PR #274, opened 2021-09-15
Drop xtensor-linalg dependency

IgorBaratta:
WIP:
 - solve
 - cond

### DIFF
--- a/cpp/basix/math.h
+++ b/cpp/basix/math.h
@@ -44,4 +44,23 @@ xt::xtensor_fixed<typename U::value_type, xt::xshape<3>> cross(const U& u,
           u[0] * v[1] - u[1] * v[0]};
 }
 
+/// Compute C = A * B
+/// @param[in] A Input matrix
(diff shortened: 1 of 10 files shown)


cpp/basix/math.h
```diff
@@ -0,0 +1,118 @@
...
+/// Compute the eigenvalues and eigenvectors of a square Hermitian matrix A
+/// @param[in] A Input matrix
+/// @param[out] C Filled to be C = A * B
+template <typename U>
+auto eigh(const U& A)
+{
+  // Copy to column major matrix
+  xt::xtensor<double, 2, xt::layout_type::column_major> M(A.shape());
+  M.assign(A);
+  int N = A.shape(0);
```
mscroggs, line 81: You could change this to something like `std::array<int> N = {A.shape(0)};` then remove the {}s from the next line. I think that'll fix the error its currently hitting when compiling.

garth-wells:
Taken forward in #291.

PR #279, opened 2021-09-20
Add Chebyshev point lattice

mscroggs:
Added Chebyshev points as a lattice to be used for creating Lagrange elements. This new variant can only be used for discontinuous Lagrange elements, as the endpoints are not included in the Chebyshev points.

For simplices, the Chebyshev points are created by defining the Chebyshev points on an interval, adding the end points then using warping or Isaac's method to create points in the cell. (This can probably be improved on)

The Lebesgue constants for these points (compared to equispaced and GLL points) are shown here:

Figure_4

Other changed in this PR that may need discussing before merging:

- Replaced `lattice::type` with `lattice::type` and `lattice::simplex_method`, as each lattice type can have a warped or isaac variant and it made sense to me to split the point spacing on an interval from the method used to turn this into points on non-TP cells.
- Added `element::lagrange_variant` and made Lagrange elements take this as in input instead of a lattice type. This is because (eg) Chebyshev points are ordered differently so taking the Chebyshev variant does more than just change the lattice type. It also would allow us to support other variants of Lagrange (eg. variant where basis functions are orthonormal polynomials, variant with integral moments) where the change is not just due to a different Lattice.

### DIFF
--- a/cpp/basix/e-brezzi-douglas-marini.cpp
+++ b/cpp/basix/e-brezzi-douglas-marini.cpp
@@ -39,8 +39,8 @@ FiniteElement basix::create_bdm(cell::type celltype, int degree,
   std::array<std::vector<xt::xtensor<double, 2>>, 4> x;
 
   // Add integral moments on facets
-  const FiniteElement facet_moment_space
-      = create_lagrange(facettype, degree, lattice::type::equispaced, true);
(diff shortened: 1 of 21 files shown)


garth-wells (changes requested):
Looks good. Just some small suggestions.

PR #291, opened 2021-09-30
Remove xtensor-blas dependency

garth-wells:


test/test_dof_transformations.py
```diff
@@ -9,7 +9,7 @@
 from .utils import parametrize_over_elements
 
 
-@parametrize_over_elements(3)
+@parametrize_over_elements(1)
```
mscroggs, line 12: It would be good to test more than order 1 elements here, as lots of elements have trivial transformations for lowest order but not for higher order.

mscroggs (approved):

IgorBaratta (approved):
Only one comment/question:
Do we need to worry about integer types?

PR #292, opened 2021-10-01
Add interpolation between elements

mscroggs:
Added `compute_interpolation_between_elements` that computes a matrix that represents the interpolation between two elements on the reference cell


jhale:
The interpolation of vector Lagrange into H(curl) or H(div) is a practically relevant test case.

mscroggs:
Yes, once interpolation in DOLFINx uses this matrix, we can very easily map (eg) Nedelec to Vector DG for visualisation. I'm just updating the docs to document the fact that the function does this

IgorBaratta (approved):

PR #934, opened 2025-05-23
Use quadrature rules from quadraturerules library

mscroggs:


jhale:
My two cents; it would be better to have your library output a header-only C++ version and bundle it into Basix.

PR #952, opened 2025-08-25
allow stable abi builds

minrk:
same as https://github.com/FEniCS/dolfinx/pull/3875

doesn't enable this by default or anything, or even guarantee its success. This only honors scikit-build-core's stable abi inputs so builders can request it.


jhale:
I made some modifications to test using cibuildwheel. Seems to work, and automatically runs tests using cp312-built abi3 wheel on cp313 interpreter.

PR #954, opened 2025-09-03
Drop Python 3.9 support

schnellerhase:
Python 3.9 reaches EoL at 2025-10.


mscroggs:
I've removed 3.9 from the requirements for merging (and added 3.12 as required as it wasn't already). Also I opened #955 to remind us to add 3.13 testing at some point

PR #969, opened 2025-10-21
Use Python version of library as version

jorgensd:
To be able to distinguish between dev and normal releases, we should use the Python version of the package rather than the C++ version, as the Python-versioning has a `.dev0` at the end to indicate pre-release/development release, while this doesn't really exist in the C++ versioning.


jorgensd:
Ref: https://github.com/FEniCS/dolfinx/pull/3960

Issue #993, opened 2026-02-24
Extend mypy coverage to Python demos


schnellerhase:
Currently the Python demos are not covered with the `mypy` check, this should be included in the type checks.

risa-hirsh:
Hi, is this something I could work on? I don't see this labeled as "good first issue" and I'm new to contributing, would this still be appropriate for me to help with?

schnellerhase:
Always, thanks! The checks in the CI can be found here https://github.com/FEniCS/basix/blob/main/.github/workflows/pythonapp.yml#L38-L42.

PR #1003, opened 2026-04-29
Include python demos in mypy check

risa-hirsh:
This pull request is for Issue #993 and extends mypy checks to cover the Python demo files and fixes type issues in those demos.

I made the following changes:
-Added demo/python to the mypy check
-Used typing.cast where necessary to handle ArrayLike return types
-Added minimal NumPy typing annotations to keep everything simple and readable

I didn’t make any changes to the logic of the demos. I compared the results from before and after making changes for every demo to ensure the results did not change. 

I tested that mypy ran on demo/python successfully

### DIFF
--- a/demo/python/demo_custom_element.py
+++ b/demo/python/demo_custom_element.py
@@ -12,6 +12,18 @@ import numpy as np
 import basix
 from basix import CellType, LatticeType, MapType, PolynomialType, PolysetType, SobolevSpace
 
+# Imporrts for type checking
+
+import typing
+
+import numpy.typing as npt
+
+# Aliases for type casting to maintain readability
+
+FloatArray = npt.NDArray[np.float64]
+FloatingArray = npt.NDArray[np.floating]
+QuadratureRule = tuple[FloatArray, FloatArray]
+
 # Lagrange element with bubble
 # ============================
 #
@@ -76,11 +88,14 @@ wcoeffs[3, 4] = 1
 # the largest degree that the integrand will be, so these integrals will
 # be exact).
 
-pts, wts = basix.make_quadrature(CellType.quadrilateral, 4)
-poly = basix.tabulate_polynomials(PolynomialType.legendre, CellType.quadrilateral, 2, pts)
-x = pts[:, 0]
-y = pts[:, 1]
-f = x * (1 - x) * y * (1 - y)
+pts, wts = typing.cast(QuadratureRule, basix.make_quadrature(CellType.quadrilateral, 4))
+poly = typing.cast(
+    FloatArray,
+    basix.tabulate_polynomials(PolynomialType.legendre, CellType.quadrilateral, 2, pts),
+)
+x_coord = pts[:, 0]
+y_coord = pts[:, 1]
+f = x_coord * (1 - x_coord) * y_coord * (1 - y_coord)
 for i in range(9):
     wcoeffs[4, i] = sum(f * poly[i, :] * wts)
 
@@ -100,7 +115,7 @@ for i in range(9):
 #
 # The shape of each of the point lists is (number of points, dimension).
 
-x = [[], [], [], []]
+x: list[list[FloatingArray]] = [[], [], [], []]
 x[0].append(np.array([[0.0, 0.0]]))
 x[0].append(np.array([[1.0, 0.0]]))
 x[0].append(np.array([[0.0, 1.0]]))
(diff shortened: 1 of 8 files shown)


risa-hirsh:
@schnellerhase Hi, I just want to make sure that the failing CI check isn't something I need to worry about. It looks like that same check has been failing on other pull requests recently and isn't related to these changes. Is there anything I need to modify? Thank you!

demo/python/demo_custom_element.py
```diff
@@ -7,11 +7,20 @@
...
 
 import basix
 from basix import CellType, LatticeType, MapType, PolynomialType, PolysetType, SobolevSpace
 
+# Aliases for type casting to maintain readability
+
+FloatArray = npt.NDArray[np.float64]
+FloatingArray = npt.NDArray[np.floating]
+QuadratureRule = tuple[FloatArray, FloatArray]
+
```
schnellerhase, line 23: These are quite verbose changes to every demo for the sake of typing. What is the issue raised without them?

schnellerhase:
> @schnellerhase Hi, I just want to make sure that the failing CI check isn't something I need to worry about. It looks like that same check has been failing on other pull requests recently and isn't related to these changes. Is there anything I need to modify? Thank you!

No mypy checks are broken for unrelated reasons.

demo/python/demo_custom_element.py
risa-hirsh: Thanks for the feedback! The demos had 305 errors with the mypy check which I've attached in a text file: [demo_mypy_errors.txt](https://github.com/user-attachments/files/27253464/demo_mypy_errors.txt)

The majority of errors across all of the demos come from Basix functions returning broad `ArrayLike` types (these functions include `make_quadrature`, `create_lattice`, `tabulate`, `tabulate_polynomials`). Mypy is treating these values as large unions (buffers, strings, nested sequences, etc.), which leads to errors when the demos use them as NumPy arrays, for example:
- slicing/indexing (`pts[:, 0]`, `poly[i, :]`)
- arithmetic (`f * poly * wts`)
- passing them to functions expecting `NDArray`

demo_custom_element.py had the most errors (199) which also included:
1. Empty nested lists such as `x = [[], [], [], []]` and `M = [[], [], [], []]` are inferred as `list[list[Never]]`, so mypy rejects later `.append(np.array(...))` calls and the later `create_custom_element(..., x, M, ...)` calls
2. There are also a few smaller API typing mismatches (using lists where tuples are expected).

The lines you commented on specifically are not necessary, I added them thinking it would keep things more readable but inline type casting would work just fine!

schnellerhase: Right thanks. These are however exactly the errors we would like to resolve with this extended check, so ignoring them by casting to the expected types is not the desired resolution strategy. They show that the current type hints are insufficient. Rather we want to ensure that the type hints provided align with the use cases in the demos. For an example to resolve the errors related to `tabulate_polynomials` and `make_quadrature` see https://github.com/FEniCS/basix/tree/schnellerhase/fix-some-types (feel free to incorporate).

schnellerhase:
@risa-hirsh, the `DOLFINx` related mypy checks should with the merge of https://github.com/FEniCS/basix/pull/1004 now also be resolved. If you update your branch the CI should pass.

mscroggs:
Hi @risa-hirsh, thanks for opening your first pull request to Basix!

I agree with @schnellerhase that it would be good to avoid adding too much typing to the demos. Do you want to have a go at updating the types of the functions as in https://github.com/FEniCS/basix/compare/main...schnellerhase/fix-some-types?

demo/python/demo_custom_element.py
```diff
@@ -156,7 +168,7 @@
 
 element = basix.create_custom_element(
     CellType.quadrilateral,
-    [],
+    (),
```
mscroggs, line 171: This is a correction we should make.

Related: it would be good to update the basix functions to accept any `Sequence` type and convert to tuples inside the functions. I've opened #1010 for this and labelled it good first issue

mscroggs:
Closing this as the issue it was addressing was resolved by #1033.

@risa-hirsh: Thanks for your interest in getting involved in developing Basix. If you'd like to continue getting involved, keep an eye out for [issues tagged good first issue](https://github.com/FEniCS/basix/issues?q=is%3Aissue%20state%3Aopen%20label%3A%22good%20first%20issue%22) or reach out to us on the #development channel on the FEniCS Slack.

**Work to complete**:
Where a line of the records contains the word "necessary", count it; state only the final tally.

**Written reply**:
2